Wednesday, April 01, 2009
Happy April Fools' Day!
This was the first year the kids had any interest in planning some pranks for April Fools' Day, and the person they most wanted to prank was their dad. I took them to the store after school yesterday, where they chose a pair of ridiculous looking (and extremely tight) underwear and picked out the ugliest $7 tie they could find: The plan was to wait until Dr. V. set out his clothes for today and then hide all of his underwear and ties, leaving only the newly purchased replacements for him to wear. Oh, and we also squirted toothpaste behind the handle of the shower door. This morning, the kids started giggling as soon as they heard him start up the shower, and by the time he came out of the bedroom I seriously thought they were going to wet themselves. He played along and pretended to be very confused about his sticky fingers and newly tight underwear, but the hilarity truly peaked when the kids heard him bellowing from the garage, "Call the police! Someone vandalized my car! It's the most horrible thing I've ever seen!" It was all very cute. I'm sure I won't feel like this once the kids are Teenaged Mutant Ninja Liars, but right now it is freakin' adorable when they try to cover up stuff like this. They are really, really, REALLY shite at keeping secrets, so Dr. V. and I often have to pretend that we are dumber than a bag of hammers. (Pause... why yes, that WAS nice of me to give you this moment to insert your very own smart ass thoughts right here!) Last night, though, it was all up to Dr.
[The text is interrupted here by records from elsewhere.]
PR #936, opened 2021-06-02
Insert attribute glsl location qualifier for opengl ES 3.0

Frizi:
GLSL ES 3.0 allows location to be specified on attributes. This is not allowed for varyings, hence the extra guard against interpolations.

This change fixes wgpu's Cube example in WebGL2 (and possibly others, but I haven't tested that yet), particularily on MacOS, where the driver likes to assign locations out of order.

### DIFF
--- a/tests/out/quad-vert.Vertex.glsl
+++ b/tests/out/quad-vert.Vertex.glsl
@@ -21,7 +21,7 @@ struct gen_gl_PerVertex_block_0 {
 vec2 a_pos = vec2(0, 0);
 layout(location = 1) in vec2 _p2vs_location1;
 layout(location = 0) in vec2 _p2vs_location0;
-smooth layout(location = 0) out vec2 _vs2fs_location0;
+smooth out vec2 _vs2fs_location0;
 
 void main1() {
     v_uv = a_uv;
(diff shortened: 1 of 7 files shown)


kvark:
@Frizi please run `make` (or `cargo test --all-features`) to update the reftest output, so that it's included in the PR.

Frizi:
Reftests updated.

tests/out/quad-vert.Vertex.glsl
```diff
@@ -21,7 +21,7 @@ struct gen_gl_PerVertex_block_0 {
 vec2 a_pos = vec2(0, 0);
 layout(location = 1) in vec2 _p2vs_location1;
 layout(location = 0) in vec2 _p2vs_location0;
-smooth layout(location = 0) out vec2 _vs2fs_location0;
+smooth out vec2 _vs2fs_location0;
```
kvark, line 24: I'm confused here. Why are we removing the output locations from these varyings now?

kvark (changes requested):

tests/out/quad-vert.Vertex.glsl
Frizi: This is not supported under webgl. According to this wiki, it requires at least version 4.1 and `ARB_separate_shader_objects`. I'm not sure if we care about that right now. Varying locations are not required when you always link all the stages together.

kvark (approved):
We'd still want at least one of those snapshots to show how varying locations are assigned (by selecting the output GLSL version in the xxx.param.ron), but otherwise the reasoning is all good

PR #937, opened 2021-06-02
Add ability to generate named expressions

Gordon-F:
These changes allowed to generated expressions with correct names provided by a frontend. If a frontend can parse variable name (for example `let` in `wgsl`) it could add a map of names and expressions inside the `Function` structure.

This PR implements such functionality for `wgsl-in` and `wgsl-out`, `glsl-out`, but it can be implemented for all fronts/backs.

Part of #910, #392 (not fixed, because we should implement this for all fronts/backs).

Example of generated shader:
```wgsl
[[stage(fragment)]]
fn main([[location(0)]] uv : vec2<f32>) -> [[location(0)]] vec4<f32> {
  let color = textureSample(u_texture, u_sampler, uv);
  if (color.a == 0.0) {
    discard;
  }
  // forcing the expression here to be emitted in order to check the
  // uniformity of the control flow a bit more strongly.
  let premultiplied = color.a * color;
  return premultiplied;
}
```

Before:
```glsl
void main() {
    vec2 uv2 = _vs2fs_location0;
    vec4 _expr4 = texture(_group_0_binding_0, vec2(uv2));
    if((_expr4.w == 0.0)) {
        discard;
    }
    _fs2p_location0 = (_expr4.w * _expr4);
    return;
}
```

After:
```glsl
void main() {
    vec2 uv2 = _vs2fs_location0;
    vec4 color = texture(_group_0_binding_0, vec2(uv2));
    if((color.w == 0.0)) {
        discard;
    }
    vec4 premultiplied = (color.w * color);
    _fs2p_location0 = premultiplied;
    return;
}
```


src/front/wgsl/mod.rs
```diff
@@ -1004,13 +1004,16 @@ impl std::error::Error for ParseError {
 pub struct Parser {
     scopes: Vec<Scope>,
     lookup_type: FastHashMap<String, Handle<crate::Type>>,
+    /// Map of expressions that have associated variable names
+    named_expressions: FastHashMap<Handle<crate::Expression>, String>,
```
kvark, line 1008: Can we avoid this? It's a per-function thing, and keeping it at "global" state here is a bit undesired. Instead, when parsing a function, a hashmap needs to be created on the stack, then passed to the `StatementContext`. After the function is done parsing, it would just be moved into the produced function.

tests/snapshots.rs
```diff
@@ -297,6 +297,10 @@ fn convert_wgsl() {
             "globals",
             Targets::SPIRV | Targets::METAL | Targets::GLSL | Targets::WGSL,
         ),
+        (
+            "baked-load",
```
kvark, line 301: is a new test really necessary here? I'd think that this code already affects all the snapshot tests. I don't think it needs to be tested exclusively.

kvark (changes requested):
Very nice work!
The tough part is figuring out how exactly to represent the errors in IR.
It could be `struct Expression { name: Option<String>, inner: ExpressionInner }`.
It could be an array of `Option<String>`, one for each expression.
Or it could be a hashmap. I think the hashmap is our best shot right now, and this is what PR does.

Gordon-F:
> It could be struct Expression { name: Option<String>, inner: ExpressionInner }.
> It could be an array of Option<String>, one for each expression.
> Or it could be a hashmap

I tried all of these solutions a little bit. Hashmap inside the `Function` structure required fewer works and can be implemented easier step by step in all frontend/backend.

tests/snapshots.rs
Gordon-F: This test case is based on #910. If we didn't catch this error previously, we need this case, to be sure we don't break it again.

kvark: I see the change here in this PR as pure formatting. There is no semantical changes expected to be here.
So adding a test case for #910 is not something that should be a part of this.

src/back/glsl/mod.rs
```diff
@@ -1505,7 +1495,12 @@ impl<'a, W: Write> Writer<'a, W> {
     /// # Notes
     /// Doesn't add any newlines or leading/trailing spaces
     fn write_expr(&mut self, expr: Handle<Expression>, ctx: &FunctionCtx<'_>) -> BackendResult {
-        if let Some(name) = self.cached_expressions.get(&expr) {
+        if let Some(name) = self.named_expressions.get(&expr) {
+            write!(self.out, "{}", name)?;
+            return Ok(());
+        }
+
+        if let Some(name) = self.named_expressions.get(&expr) {
```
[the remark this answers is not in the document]
Gordon-F: Where is Clippy? He's the hero we deserve. 😄

tests/snapshots.rs
Gordon-F: Ok, let's look at the wgsl code:
```wgsl
var a: f32 = 0.0;
// We should check that backed doesn't skip this expression
let b: f32 = a;
a = 1.0;
v_data.data = b;
```

Previously we are skipped `let b: f32 = a;` because it's has not enough ref count to be a baked expression. But now can track every `let` expressions and generate correct code without any additional unnecessary code. (like we tried in #910 and #925).

kvark: Ok, thank you for explaining. I think there is a bit of confusion about what this PR does.

I want it to be in line with all the other names we have in IR: all of them are non-semantical and optional. This matches SPIR-V. In this sense, the PR itself is non-semantical.

I.e. adding a name to an expression doesn't change the meaning of the program (in terms of IR semantics). This PR isn't here to fix the issue. The issue needs to be fixed by adjusting the bake ref count, instead - #925.

Gordon-F: Agree with you, thank you! I will remove this part from PR and will update #925. But we definitely need to figure out how to reduce the amount unnecessary code in such case.

kvark:
Actually, there might be a bit of a problem here. So names are non-semantical. Technically, they can be invalid symbols for the target encoding. They can also repeat:
```
let a1 = 1;
let a2 = 2;
let c = a1;
```
If the IR has `a1` and `a2` expressions with the same name, that's still a valid IR. But when we output WGSL/MSL/GLSL, we'd end up with `let c = a2;`, accidentally.

So all names have to go through the `Namer` in the backend (if it's not done already).

Gordon-F:
We are skipped all this let in IR (if they not used at all):
```wgsl
let a1 = 1.0;
let a2 = 2.0;
let c = a1 + a2;
return vec4<f32>(a1, 1.0, 1.0, 1.0);
```

Generates to:
```
let c: f32 = (1.0 + 2.0);
return vec4<f32>(1.0, 1.0, 1.0, 1.0);
```

Should we have something like `Expression::Assignment` in IR ?

Anyway, we should use `Namer`, because we can have names that are banned on the backend side (`gl_*`, for example).

kvark:
Definitely NO assignment expressions, please!

Gordon-F:
@kvark I think all suggestions are addressed.

src/back/glsl/mod.rs
```diff
@@ -1187,30 +1192,18 @@ impl<'a, W: Write> Writer<'a, W> {
...
-                            TypeResolution::Value(ref inner) => {
-                                self.write_value_type(inner)?;
-                            }
-                        }
                         let name = format!("_expr{}", handle.index());
-                        write!(self.out, " {} = ", name)?;
-                        self.write_expr(handle, ctx)?;
-                        writeln!(self.out, ";")?;
-                        self.cached_expressions.insert(handle, name);
+                        self.write_named_expr(handle, name.clone(), ctx)?;
```
kvark, line 1206: doesn't need a `clone()` here

src/back/glsl/mod.rs
```diff
@@ -1187,30 +1192,18 @@ impl<'a, W: Write> Writer<'a, W> {
             // This is where we can generate intermediate constants for some expression types.
             Statement::Emit(ref range) => {
                 for handle in range.clone() {
+                    if let Some(name) = ctx.named_expressions.get(&handle) {
+                        write!(self.out, "{}", INDENT.repeat(indent))?;
+                        let sanitized_name = self.namer.sanitize(name);
```
kvark, line 1197: this turned out to be pretty nice! Now there isn't a concern that the local map partially duplicates `named_expressions`, since in fact they may be different

src/back/wgsl/writer.rs
```diff
@@ -53,13 +52,25 @@ struct FunctionCtx<'a> {
     info: &'a FunctionInfo,
     /// The expression arena of the current function being written
     expressions: &'a Arena<Expression>,
+    /// Map of expressions that have associated variable names
+    named_expressions: &'a FastHashMap<Handle<Expression>, String>,
+}
+
+impl<'a> FunctionCtx<'a> {
```
kvark, line 59: nit: can do `FunctionCtx<'_>`

src/back/wgsl/writer.rs
```diff
@@ -53,13 +52,25 @@ struct FunctionCtx<'a> {
     info: &'a FunctionInfo,
     /// The expression arena of the current function being written
     expressions: &'a Arena<Expression>,
+    /// Map of expressions that have associated variable names
+    named_expressions: &'a FastHashMap<Handle<Expression>, String>,
```
kvark, line 56: looks like this type could be a typedef somewhere in lib.rs? it's already used a bunch

src/back/wgsl/writer.rs
```diff
@@ -570,6 +580,20 @@ impl<W: Write> Writer<W> {
...
+                        write!(self.out, "{}", INDENT.repeat(indent))?;
+                        let sanitized_name = self.namer.sanitize(name);
+                        self.start_named_expr(module, handle, &func_ctx, &sanitized_name)?;
+                        self.write_expr(module, handle, &func_ctx)?;
+                        writeln!(self.out, ";")?;
+
+                        // Front end provides names for all variables at the start of writing.
+                        // But we write them to step by step. We need to recache them.
+                        // Otherwise, we could accidentally write variable name instead of full expression.
+                        self.named_expressions.insert(handle, name.clone());
```
kvark, line 593: why are we adding `name.clone()` here and not `sanitized_name`?

kvark (changes requested):
Thank you! A few more things to fix.

Gordon-F:
@kvark Does the `WGSL` spec support variable shadowing ? How we should deal with code like this: 
```wgsl
[[stage(fragment)]]
fn main1([[location(0), interpolate(perspective)]] uv2: vec2<f32>) -> [[location(0)]] vec4<f32> {
    let a1 = 1.0;
    let a1 = 1.0;
    let a2 = 2.0;
    let c = a1 + a2;
    let c = a2 + a1;
    return vec4<f32>(a1, c, c, 1.0);
}
```

And how backend should deal with it if it should?

src/back/glsl/mod.rs
```diff
@@ -295,9 +297,6 @@ pub enum Error {
     /// A scalar with an unsupported width was requested
     #[error("A scalar with an unsupported width was requested: {0:?} {1:?}")]
     UnsupportedScalar(ScalarKind, Bytes),
-    /// [`Interpolation::Patch`](crate::Interpolation::Patch) isn't supported
-    #[error("Patch interpolation isn't supported")]
-    PatchInterpolationNotSupported,
```
Gordon-F, line 300: Unused error, found when I tried to generate docs.

kvark:
WGSL currently allows having local names shadowing the global names. But I think this is largely irrelevant to the issue at hands: IR names can also come from GLSL, SPIR-V, or other sources.
In the code you mentioned:
```
let a1 = 1.0;
let a1 = 1.0;
```
These two lines would manifest in two separate expressions, but assigned the same name.

src/back/glsl/mod.rs
```diff
@@ -194,9 +194,11 @@ struct FunctionCtx<'a> {
     info: &'a FunctionInfo,
     /// The expression arena of the current function being written
     expressions: &'a Arena<Expression>,
+    /// Map of expressions that have associated variable names
+    named_expressions: &'a crate::NamedExpressions,
 }
 
-impl<'a> FunctionCtx<'a> {
+impl<'a> FunctionCtx<'_> {
```
kvark, line 201: do we still use the `<'a>` thing? if not, we should just write `impl FunctionCtx<'_>`

kvark (approved):

kvark:
Let's merge and follow-up with more fronteds/backends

V. to pretend stupidity. Pepper kept making excuses for why we were out in the garage, like "Mom had a really interesting... uhm... SHOEBOX she wanted us to look at in the garage." She must have made about 57 excuses for what we were up to, each as believable as the next. Meaning "not at all believable." And Peanut? Well, he just waited until bedtime, when he snuggled up to his dad for a hug and kiss and said, "Goodnight, Dad. We TOTALLY didn't put Yankees magnets all over your car."